It is virtually impossible to have an “ultimate” destination list that would contain all prefixes for the entire world. First of all, it is quite difficult to gather and maintain such information. Second, and even more important, is the fact that having “all possible” prefixes would not offer us any real benefits, and would only make rate maintenance more difficult. For instance, if vendor A provides you with a rate of 0.10/min for calls to 420 (Czech Republic) and a 0.18 rate for calls to 420602 and 420603, you will need to create three prefixes: 420, 420602 and 420603. If you also create the prefix 4205 (Czech Republic, Brno) it will only take up space in the database, as it will not ever actually be used. Therefore, we recommend that you follow a “required minimum” approach: only create those destinations for which you will need specific rates for your carriers or customers. For service types other than those based on phone numbers, you may create symbolic destinations such as WIFI, DIALUP or MOVIE- BLOCKBUSTER. Destination groups Sometimes you will have several prefixes for the same target destination, e.g. 420602, 420603 and 420737 for mobile numbers in the Czech Republic.
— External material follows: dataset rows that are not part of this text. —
Issue #1282, opened 2026-07-16
Drop the persisted sanitized-content columns: sanitize per read with the native sanitizer


brendanlong:
## Context

Phase 2 of the Rust sanitizer plan (phase 1: #1281). With the native sanitizer, sanitization is fast enough to run on every read instead of being persisted:

| body | old (sanitize-html) | native (lol_html) |
|------|--------------------|--------------------|
| 10 KB | 1.3 ms | 0.09 ms |
| 100 KB | 6.6 ms | 0.9 ms |
| 700 KB | 53 ms | 6.2 ms |

Worst realistic read (Google Reader stream-contents sync, ~100×10KB bodies) is ~10ms of native CPU, off the event loop via the async form. A single 700KB math-heavy body is ~6ms + the (now also native) MathJax conversion.

## What gets deleted

- `entries.content_*_sanitized` / `full_content_*_sanitized` columns + `*_sanitized_version` stamps (roughly halves entry-content storage)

All of these prefixes can be defined as the single destination group “CZ Mobile”, so when you enter a new rate for this destination group it will, in effect, create rates for each individual prefix. Destination group sets In happens quite often that different partners will assign a different meaning to the same destination groups. For instance, your partner A says that “CZ Mobile” is 420602, 420603 and 420737, but your partner B also considers prefix 420777 to be part of “CZ Mobile”. So you will need to have two versions of “CZ Mobile” – one for partner A and one for partner B. In this situation, you will create two separate destination group sets (“A” and “B”), as well as different destination groups inside those sets. *Destination group set "MCI"* *Destination group set "Retail"* *CZ-Mobile* 420601 420602 420604 ... *UK-Mobile* 4403 4404 4407 4408 ... *CZ-Mobile* 420601 420602 420603 420604 ... *UK-Mobile* 4403 4404 4405 4407 ... You can imagine each destination group set as a binder, with every page in that binder describing a certain destination group.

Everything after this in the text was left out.